PR #14681, opened 2025-07-17
Defer stabilization of the `uv python install --default` behavior

zanieb:
I'm a little worried about the semantics of this flag and the "default install". We can make it more accessible while stabilizing the rest of the behaviors, while deferring final stabilization of this to a future release. I left some TODOs in the code covering open questions for the feature.

This is stacked on #14626, which initially stabilized this feature.

### DIFF
--- a/crates/uv/src/commands/python/install.rs
+++ b/crates/uv/src/commands/python/install.rs
@@ -166,6 +166,16 @@ pub(crate) async fn install(
 ) -> Result<ExitStatus> {
     let start = std::time::Instant::now();
 
+    // TODO(zanieb): We should consider marking the Python installation as the default when
+    // `--default` is used. It's not clear how this overlaps with a global Python pin, but I'd be
+    // surprised if `uv python find` returned the "newest" Python version rather than the one I just
+    // installed with the `--default` flag.
+    if default && !preview.is_enabled() {
+        warn_user!(
+            "The `--default` option is experimental and may change without warning. Pass `--preview` to disable this warning"
+        );
+    }
+
     if upgrade && preview.is_disabled() {
         warn_user!(
             "`uv python upgrade` is experimental and may change without warning. Pass `--preview` to disable this warning"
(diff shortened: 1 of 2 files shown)


crates/uv/src/commands/python/install.rs
```diff
@@ -727,7 +739,10 @@ fn create_bin_links(
     errors: &mut Vec<(InstallErrorKind, PythonInstallationKey, Error)>,
     preview: PreviewMode,
 ) {
-    let targets = if (default || (is_default_install && !reinstall))
+    // TODO(zanieb): We want more feedback on the `is_default_install` behavior before stabilizing
+    // it. In particular, it may be confusing because it does not apply when versions are loaded
+    // from a `.python-version` file.
+    let targets = if (default || (is_default_install && preview.is_enabled()))
```
zanieb, line 745: We _could_ stabilize the `is_default_install` behavior (i.e., `uv python install` gets you `python` / `python3` / `python3.13` while `uv python install 3.13` only gets you `python3.13`) separately from the `--default` flag. The default install behavior is really helpful for beginners, who expect `uv python install` to result in an available `python` executable, but I'm not sure how common it is for people to run it without a version request.

charliermarsh (approved):

crates/uv/src/commands/python/install.rs
```diff
@@ -166,6 +166,16 @@ pub(crate) async fn install(
 ) -> Result<ExitStatus> {
     let start = std::time::Instant::now();
 
+    // TODO(zanieb): We should consider marking the Python installation as the default when
+    // `--default` is used. It's not clear how this overlaps with a global Python pin, but I'd be
+    // surprised if `uv python find` returned the "newest" Python version rather than the one I just
+    // installed with the `--default` flag.
+    if default && !preview.is_enabled() {
+        warn_user!(
+            "The `--default` option is experimental and may change without warning. Pass `--preview` to disable this warning"
```
charliermarsh, line 175: I feel like this is supposed to end in a period since it's multiple sentences, but not sure if we do that consistently for these preview warnings.

zanieb: I don't think we do. I can do a pass for that everywhere separately.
——————————
### Task instructions
Throughout the material above, count each line holding "feature" and answer with the total alone.

### Solved exercise
2